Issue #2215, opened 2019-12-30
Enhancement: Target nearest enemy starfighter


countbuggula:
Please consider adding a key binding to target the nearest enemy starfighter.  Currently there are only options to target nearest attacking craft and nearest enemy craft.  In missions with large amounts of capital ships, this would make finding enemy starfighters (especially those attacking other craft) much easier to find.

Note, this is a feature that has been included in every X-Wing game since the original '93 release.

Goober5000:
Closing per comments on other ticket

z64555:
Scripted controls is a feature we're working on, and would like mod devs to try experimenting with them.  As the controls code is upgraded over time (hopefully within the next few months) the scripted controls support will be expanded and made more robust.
------------------------------------------------------------------------
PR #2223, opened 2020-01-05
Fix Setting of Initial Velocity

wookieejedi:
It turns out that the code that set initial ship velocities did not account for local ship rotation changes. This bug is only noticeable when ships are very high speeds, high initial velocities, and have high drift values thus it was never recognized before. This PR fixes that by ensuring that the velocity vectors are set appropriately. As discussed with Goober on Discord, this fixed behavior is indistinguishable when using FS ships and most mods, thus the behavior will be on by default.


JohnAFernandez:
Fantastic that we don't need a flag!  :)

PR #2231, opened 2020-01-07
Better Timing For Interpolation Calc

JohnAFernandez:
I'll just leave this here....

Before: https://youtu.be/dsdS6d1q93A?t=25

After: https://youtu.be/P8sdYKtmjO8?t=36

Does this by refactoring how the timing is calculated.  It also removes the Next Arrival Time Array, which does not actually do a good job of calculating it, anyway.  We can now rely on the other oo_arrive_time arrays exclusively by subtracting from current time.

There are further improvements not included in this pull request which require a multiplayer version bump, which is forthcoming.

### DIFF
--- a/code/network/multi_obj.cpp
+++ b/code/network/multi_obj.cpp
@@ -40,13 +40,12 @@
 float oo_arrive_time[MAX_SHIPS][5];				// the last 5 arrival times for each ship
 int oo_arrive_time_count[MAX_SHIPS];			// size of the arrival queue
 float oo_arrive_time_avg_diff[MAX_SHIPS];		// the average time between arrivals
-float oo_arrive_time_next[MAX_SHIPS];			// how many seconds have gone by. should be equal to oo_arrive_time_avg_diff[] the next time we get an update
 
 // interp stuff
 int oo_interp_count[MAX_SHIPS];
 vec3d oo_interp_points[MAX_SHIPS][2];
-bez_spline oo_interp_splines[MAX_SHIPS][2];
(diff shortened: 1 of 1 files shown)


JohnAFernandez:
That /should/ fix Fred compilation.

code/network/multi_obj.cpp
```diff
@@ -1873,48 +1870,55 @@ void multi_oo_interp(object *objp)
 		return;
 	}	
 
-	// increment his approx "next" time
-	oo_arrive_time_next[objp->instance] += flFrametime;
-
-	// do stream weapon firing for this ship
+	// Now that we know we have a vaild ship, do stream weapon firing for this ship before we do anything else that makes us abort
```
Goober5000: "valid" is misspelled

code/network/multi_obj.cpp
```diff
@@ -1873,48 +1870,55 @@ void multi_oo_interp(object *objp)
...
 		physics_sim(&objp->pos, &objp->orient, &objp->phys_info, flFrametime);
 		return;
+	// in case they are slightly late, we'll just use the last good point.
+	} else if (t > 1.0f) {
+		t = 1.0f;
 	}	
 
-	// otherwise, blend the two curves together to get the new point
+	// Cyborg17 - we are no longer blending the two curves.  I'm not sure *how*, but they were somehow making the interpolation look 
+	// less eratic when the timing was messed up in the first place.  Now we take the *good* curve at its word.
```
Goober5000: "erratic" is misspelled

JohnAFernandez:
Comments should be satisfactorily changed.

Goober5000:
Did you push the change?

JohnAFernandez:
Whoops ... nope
------------------------------------------------------------------------
WORK ITEM | When a line of the records holds the word "have", copy that line.

SOLVED PROBLEM |
It turns out that the code that set initial ship velocities did not account for local ship rotation changes. This bug is only noticeable when ships are very high speeds, high initial velocities, and have high drift values thus it was never recognized before. This PR fixes that by ensuring that the velocity vectors are set appropriately. As discussed with Goober on Discord, this fixed behavior is indistinguishable when using FS ships and most mods, thus the behavior will be on by default.
-float oo_arrive_time_next[MAX_SHIPS];			// how many seconds have gone by. should be equal to oo_arrive_time_avg_diff[] the next time we get an update
+	// Now that we know we have a vaild ship, do stream weapon firing for this ship before we do anything else that makes us abort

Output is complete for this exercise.